Le fait de chasse sur un terrain non clos conformément à la loi, encore chargé de ses récoltes, constitue un délit punissable, aussi bien lorsqu'il a été commis par le propriétaire du terrain, que par tous autres, et même alors que le fait a eu lieu en un temps où la chasse était déclarée ouverte. La loi sur la police de la chasse a été rendue pour la conservation des récoltes, et bien que le fait de chasse ait eu lieu hors du temps prohibé par l'arrêté du préfet, les dispositions de cet arreté ne doivent être entendues qu'en ce sens que la liberté de la chasse n'existera qu'après que les terres seront dépouillées de leurs récoltes. Quelque puisse être la période où finira la prohibition de l'autorité administrative, le préfet ne peut ni implicitement, ni explicitement autoriser la chasse, en quelque temps que ce soit, dans les terres non dépouillées de leurs récoltes. A cet égard, les dispositions prohibitives de la loi sont d'ordre public et non pas purement transitoires. (Cass.', 16 novembre 1837, et 9 juin 1838.)

5. Le fait de chasse sur un terrain chargé de fruits ou récoltes, alors même que la chasse est ouverte, peut être poursuivi d'office par le ministère public, sans qu'il soit besoin d'une plainte du propriétaire.

La loi fait défense à toutes personnes de chasser sur le ter

rain d'autrui, en quelque temps que ce soit, sans le consentement du propriétaire, et interdit formellement aux propriétaires et possesseurs, de chasser sur leurs terres, mêmes en jachères, non closes et non attenant à une habitation, jusqu'au temps de l'ouverture de la chasse fixé par le préfet, pour les terres qui seraient dépouillées de leurs récoltes, et pour les autres jusqu'à la dépouille entière des fruits. L'interdiction faite aux propriétaires et possesseurs s'applique à plus forte raison à la chasse sur un terrain dont ils ne seraient ni propriétaires ni possesseurs, lorsque ce terrain est non clos et ne serait pas dépouillé de ses fruits.
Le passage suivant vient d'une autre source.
PR #2401, opened 2019-07-09
Add documentation about ERR__PARTITION_EOF

ngrande:
clarify default behavior of ERR__PARTITION_EOF even/error since v1.0.0

### DIFF
--- a/src-cpp/rdkafkacpp.h
+++ b/src-cpp/rdkafkacpp.h
@@ -188,8 +188,8 @@ enum ErrorCode {
 	ERR__MSG_TIMED_OUT = -192,
 	/** Reached the end of the topic+partition queue on
 	 * the broker. Not really an error. 
-	 * This code is not sent by default since v1.0.0
-	 * via "enable.partition.eof" in the configuration. */
+	 * This event is disabled by default,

Ce fait est un délit, alors même qu'il a lieu dans la période de temps où la chasse n'est pas défendue par l'arrêté du préfet, puisque l'existence des fruits sur terre suffit pour constituer un dommage, non seulement au propriétaire ou possesseur, mais encore à la société intéressée à la conservation des récoltes.

L'article 26 de la loi du 3 mai 1844 qui exige, comme condition préliminaire de la poursuite, la plainte du propriétaire ou autre partie intéressée, ne peut s'appliquer à un délit commis par le propriétaire, le possesseur ou tous autres, par le fait de chasse sur un terrain chargé de fruits.

Une terre ensemencée en froment, au mois de janvier, est sinon chargée de fruits en maturité, du moins chargée de fruits en croissance, et la société toute entière est intéressée à la conservation des récoltes. Dans ce cas, le ministère public a droit de poursuivre d'office. (Cass., 4 février 1830, 13 mai 1834, et 16 novembre 1837.)

6. Le dommage causé sur les terrains d'autrui, par l'effet de la chasse, ne peut point être considéré comme délit, si la chasse a eu lieu en temps non prohibé, et du consentement exprès du propriétaire. Celui-ci n'a pas d'action correctionnelle contre l'auteur du dommage, et le tribunal correctionnel est incompétent pour prononcer, soit sur le dommage, soit sur l'amende.

Si l'auteur du fait de chasse a endommagé les propriétés sur lesquelles il lui avait été permis de chasser, le propriétaire ne peut le traduire que devant les tribunaux civils pour obtenir la réparation du préjudice qui lui a été fait.

Il n'y a pas de délit quand on chasse avec permis de l'autorité, en temps non prohibé, sur des propriétés où la permission de chasse avait été donnée. Alors les tribunaux correctionnels ne peuvent être saisis de la cause; les juges civils sont seuls compétents pour accorder des dommages-intérêts par suite d'un fait qui n'est pas un délit. Les tribunaux correctionnels ne peuvent prononcer qu'accessoirement, sur les dommages-intérêts demandés, et lorsqu'il y a un délit dont ils ont été légalement saisis. (Cass., 17 juillet 1810).